This is a list of frequently asked questions (FAQ) about the InCommon Certificate Service. See the excellent CA/Browser Forum FAQ for answers to more general questions.

Table of Contents

General Questions

What is the InCommon Certificate Service?

The InCommon Certificate Service, created by and for the higher education community, provides unlimited SSL/TLS and client certificates for one low membership fee. This includes unlimited Organizational Validation (OV) SSL/TLS certificates, Extended Validation (EV) SSL/TLS certificates, client (or personal) certificates, and code-signing certificates.

Why is this program attractive to my institution?

The higher education community developed this service to reduce the cost of certificates to campuses. Because InCommon is a non-profit, community-driven organization, the program provides value and benefits to the subscribers (rather than providing profit for the certificate provider). The program offers unlimited certificates for a single annual fee, which is expected to reduce the cost of certificates for many institutions.

What is Comodo's role in this program?

Comodo is the certification authority and InCommon has contracted with Comodo for deep discounts that are made available to colleges and universities. As a commercial certification authority, Comodo has extensive knowledge of the marketplace and attractive features. Comodo has been operating a similar service with TERENA, the Trans-European Research and Education Networking Association. TERENA's positive association with Comodo, and its significant software development using the Comodo APIs, made this partnership attractive to InCommon and Internet2.
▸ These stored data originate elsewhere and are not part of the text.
PR #384, opened 2026-07-21
Consolidate repos config

casparvl:
In the bot-configs repo, we currently have a lot of duplication of the repos configuration. It makes sense to consolidate that, and actually put it in a public place - there are no secrets here, just CVMFS configuration.

It is slightly different between for the dev.eessi.io stuff. I'm wondering if it's worth just consolidating all of that in a single repos.cfg - but that can be discussed during the review (it shouldn't hurt to have _extra_ repositories defined in a repos.cfg, I guess).

This has companion PR in `bot-configs`: https://github.com/EESSI/bot-configs/pull/98

Disclaimer: work was done by an AI agent, reviewed by me.


casparvl:
Discussed with @bedroge , we'll do this in a separate repo as we don't want to have to update our bot version just to get new repo configuration deployed.

PR #4, opened 2020-06-05
Prep for release

72636c:
This should be version-matched with the old scoped package.


package.json
```diff
@@ -7,28 +7,30 @@
...
   "module": "lib/es2015",
   "typings": "lib/index.d.ts",
   "files": [
-    "config",
-    "lib",
+    "config/**/*",
+    "lib/**/*.d.ts",
+    "lib/**/*.js",
+    "lib/**/*.js.map",
+    "lib/template/**/*",
```
72636c, line 19: We were previously bundling `tsbuildinfo`s 🤦

This chicanery appears to get us down from ~1.5MB to ~0.5MB

PR #9, opened 2020-06-05
Test templates in CI

72636c:


72636c:
Requires https://github.com/seek-oss/skuba-dive/pull/4

.github/workflows/validate.yml
```diff
@@ -23,10 +22,67 @@ jobs:
...
+      - name: Set up Node.js 12.x
+        uses: actions/setup-node@master
+        with:
+          node-version: 12.x
+
+      - name: Test template
+        run: yarn test:template greeter
+
+  koa-rest-api:
+    name: koa-rest-api
```
tobyhei, line 53: can each template use an actions matrix? (I've never used GH actions so don't really know what I'm talking about) https://help.github.com/en/actions/reference/workflow-syntax-for-github-actions#jobsjob_idstrategymatrix

72636c: that sounds fancy so I'll check it out

72636c: works a treat 👏

PR #11, opened 2020-06-05
Flatten skuba bundle

72636c:
A prominent pain point I've observed working with seek-module-toolkit is that it compiles to nested directories like `/lib/commonjs`. This means that the depth of the compiled file differs from the source file under `/src`, which can make bundling and referencing of non-JS assets more of a hassle than it should be.

I propose that we instead compile to `/lib-commonjs`, and document this as a potential breaking change when migrating from seek-module-toolkit. skuba itself moves to this model as a guinea pig.

I've taken this opportunity to revise the ignore files to account for proposed directories like `/lib-commonjs`.


72636c:
Note that this doesn't actually implement the migration path from seek-module-toolkit; that's tracked in #13.

PR #20, opened 2020-06-06
Exclude files from templating based on .gitignore

72636c:
We used to exclude a hardcoded list of "filenames" from templating, so we didn't chug on trying to rewrite all of `.git` or `node_modules`. This easily fell out of sync and couldn't represent complex paths.

Instead, we use `.gitignore`s as a basis for which files to exclude.


src/cli/init/prompts.ts
```diff
@@ -46,24 +46,3 @@ export const TEMPLATE_PROMPT = new Select({
   message: 'Select a template:',
   name: 'templateName',
 });
-
-export const IGNORED_TEMPLATE_FILENAMES = new Set([
```
etaoins, line 50: 🥇

PR #34, opened 2020-06-10
Add Assert.notNullish function

72636c:
This seems trivial enough that it wouldn't hurt to be bundled in skuba.

### DIFF
--- a/.changeset/hungry-ghosts-compare.md
+++ b/.changeset/hungry-ghosts-compare.md
@@ -1,0 +1,7 @@
+---
+'skuba': minor
+---
+
+Add `Assert.notNullish` function
+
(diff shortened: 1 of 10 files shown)


72636c:
Ooh good point. We've only ever used these in tests so I added it here, but it certainly could be used in actual production code 🤔

I've been a bit iffy on how much validation to put into `skuba-dive`, but maybe simple assertions like this make sense?

tobyhei:
I'm not overly fussed, it was more me trying to get a better understanding of the purpose of `skuba dive`

72636c:
I think it probably makes more sense there. `skuba-dive` is meant to be a dumping ground that's not a dumping ground 😅

PR #44, opened 2020-06-12
Update Koa template for latest Koala

72636c:


template/koa-rest-api/src/testing/server.ts
```diff
@@ -15,12 +15,12 @@ export const agentFromApp = <State, Context>(app: Koa<State, Context>) => {
...
 
-  const setup = (done: () => void) => {
-    server = app.listen(undefined, done);
+  const setup = async () => {
+    await new Promise((resolve) => (server = app.listen(undefined, resolve)));
     agent = request.agent(server);
   };
 
-  const teardown = (done: () => void) => server.close(done);
+  const teardown = () => new Promise((resolve) => server.close(resolve));
```
72636c, line 23: This is mildly unrelated but I noticed it when working on Koala; the promises are a bit more modern, and it means that you can `await teardown()` along with other things rather than hogging Jest's `done` callback.

PR #51, opened 2020-06-14
Git more on init

72636c:
We can automatically configure the remote since we now capture GitHub org and repo details. Making some initial commits is another easy win.

### DIFF
--- a/src/cli/init/git.ts
+++ b/src/cli/init/git.ts
@@ -2,8 +2,61 @@ import path from 'path';
 
 import fs from 'fs-extra';
 
-import { createExec } from '../../utils/exec';
+import { Exec, createExec } from '../../utils/exec';
 import { log } from '../../utils/logging';
+
+interface GitHubProject {
+  orgName: string;
+  repoName: string;
+}
+
+export const initialiseRepo = async (
+  exec: Exec,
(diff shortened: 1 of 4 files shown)


src/cli/init/git.ts
```diff
@@ -2,9 +2,62 @@ import path from 'path';
...
+  await exec(
+    'git',
+    '-c',
+    'user.email=<>',
+    '-c',
+    'user.name=skuba',
+    'commit',
+    '--allow-empty',
+    '--author',
+    'skuba <>',
```
72636c, line 28: This is hyper-defensive so we don't blow up if you haven't configured your Git username or email 🤷

src/cli/init/git.ts
```diff
@@ -2,9 +2,62 @@ import path from 'path';
...
+    'git',
+    'remote',
+    'add',
+    'origin',
+    `git@github.com:${orgName}/${repoName}.git`,
+  );
+};
+
+export const commitChanges = async (exec: Exec, message: string) => {
+  await exec('git', 'add', '--all');
```
etaoins, line 44: It's annoying that `git commit -a` nearly-but-not-quite works here

PR #53, opened 2020-06-14
Refactor more configure code

72636c:
This sets us up to configure dependencies.


src/cli/configure/analyseConfiguration.ts
```diff
@@ -0,0 +1,48 @@
...
+import { log } from '../../utils/logging';
+
+import { diffFiles } from './analysis/project';
+
+interface Props {
+  destinationRoot: string;
+  entryPoint: string;
+}
+
+export const analyseConfiguration = async (
```
72636c, line 14: This is just a cut down version of `src/cli/configure/applyConfiguration.ts` as some logic was lifted to the `index.ts` function

PR #54, opened 2020-06-14
Configure dependencies

72636c:
This aims to ease the migration from our old internal packages to their OSS successors.

Builds on #53.

---

Trial run on an internal repo (_ignore_ the unrelated ignore file churn due to #11):

Screen Shot 2020-06-14 at 5 03 41 pm


72636c:
Good question. I'm thinking that we release the next version across both packages, then formally deprecate `@seek/skuba`. A major benefit is that ESLint 7 changes can be resolved as part of the regular Renovate flow rather than making it a barrier to migration.

In practice, the laziest option will be to `yarn global add skuba` once and then `skuba configure` each repo. I'll have some doco once we're closer to release.

PR #58, opened 2020-06-16
Update skuba managed sections when merging ignore files

lumishrestha:
Added skuba managed section to ignore files in the base template. So,`skuba configure` can update those sections without overwriting any existing files.


template/base/_.gitignore
```diff
@@ -14,3 +15,5 @@ node_modules*/
 npm-debug.log
 package-lock.json
 yarn-error.log
+# end managed by skuba
+
```
72636c, line 19: We need to be consistent with file endings here and/or reinstate the sanitisation logic. Looks like there's an extra newline here, trailing space in `_.eslintignore`, and no trailing newline in `_.dockerignore`

src/cli/configure/analysis/__snapshots__/project.test.ts.snap
```diff
@@ -64,11 +70,15 @@ node_modules*/
 npm-debug.log
 package-lock.json
 yarn-error.log
+# end managed by skuba
+
+
```
72636c, line 75: This doesn't seem right; do we need to trim excess newlines?

src/cli/configure/processing/ignoreFile.ts
```diff
@@ -1,27 +1,13 @@
...
 ) => {
-  const templateLines = splitIntoSanitisedLines(templateFile);
-
-  const templateSet = new Set(templateLines.filter((line) => line !== ''));
-
-  const inputLines = splitIntoSanitisedLines(inputFile ?? '').filter(
-    (line) => !templateSet.has(line),
+  const replacedSkubaSection = inputFile?.replace(
+    /# managed by skuba[\s\S]*# end managed by skuba/,
+    '',
```
72636c, line 6: Can we do the replacement inline here?

How about inverting this to be more like:

```typescript
if (typeof inputFile === 'undefined') {
  return templateFile;
}

return inputFile.replace('...', templateFile);
```

You could even one-liner it, but we might add some extra hacks in here later to make the migration less jarring.

.changeset/pretty-dragons-know.md
```diff
@@ -0,0 +1,5 @@
+---
+'skuba': patch
+---
+
+Change `configure` to update skuba managed sections in ignore files
```
72636c, line 5: Just a consistency thing

```suggestion
**configure:** Reserve skuba-managed sections in ignore files
```

src/cli/configure/analysis/__snapshots__/project.test.ts.snap
lumishrestha: I think this is from `.gitignore` having an extra new line in the template

src/cli/configure/processing/ignoreFile.ts
```diff
@@ -1,25 +1,20 @@
...
+    const replacedSkubaSection = inputFile.replace(
+      /# managed by skuba[\s\S]*# end managed by skuba/,
+      templateFile,
+    );
 
-  const inputLines = splitIntoSanitisedLines(inputFile ?? '').filter(
-    (line) => !templateSet.has(line),
-  );
+    return `${replacedSkubaSection}`;
+  }
```
72636c, line 15: What do you think about:

```typescript
const replacedFile = inputFile.replace(/.../, templateFile);

if (replacedFile.includes(templateFile)) {
  return replacedFile;
}
```

It's probably overly-paranoid, but it avoids mismatches between the `.replace` pattern and `.includes` string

Who can subscribe to the InCommon Certificate Service?

Any higher education institution with its primary location in the United States, who qualifies for a domain in the .edu name space, may subscribe, as well as not-for-profit regional research and education networking organizations in the United States. Subscribers must be InCommon participants or must join InCommon to be eligible for the Certificate Service.
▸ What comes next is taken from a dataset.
PR #66, opened 2020-06-18
Store project type to tailor configuration

72636c:
This introduces a new `package.json#/skuba/type` field that is used by `skuba configure` to tailor logic based on whether we're dealing with an application or package. This could be extended in future to somehow enable a monorepo type, but it's probably too early to say.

Are non-profit regional R&E networking organizations eligible?

Not-for-profit regional research and education networking organizations with primary offices in the United States that are not housed within an otherwise eligible educational institution may join this program by paying an annual fee of $2,000. No further discounts are applicable to this fee. In all cases, participation in this program is solely to allow the organization to acquire certificates for staff within that organization and for servers and services operated directly by the organization. Participation explicitly excludes the ability for the organization to issue certificates to members of the organization or to resell the service to members of the organization. This fee also applies to any non-Carnegie classified organizations who qualify for participation (i.e., organizations in the United States who currently have a .edu domain). All participating organizations must still join InCommon as is required for all participants in this program.

Can we take advantage of the Certificate Service without participating in federated identity services?

Yes. You must join InCommon but you don't need to use the federated identity services.

Is Shibboleth a requirement for using the Certificate Service?

No, but we are investigating using federated identity management to simplify access to the InCommon Certificate Manager (CM).

Why is InCommon membership required for participation?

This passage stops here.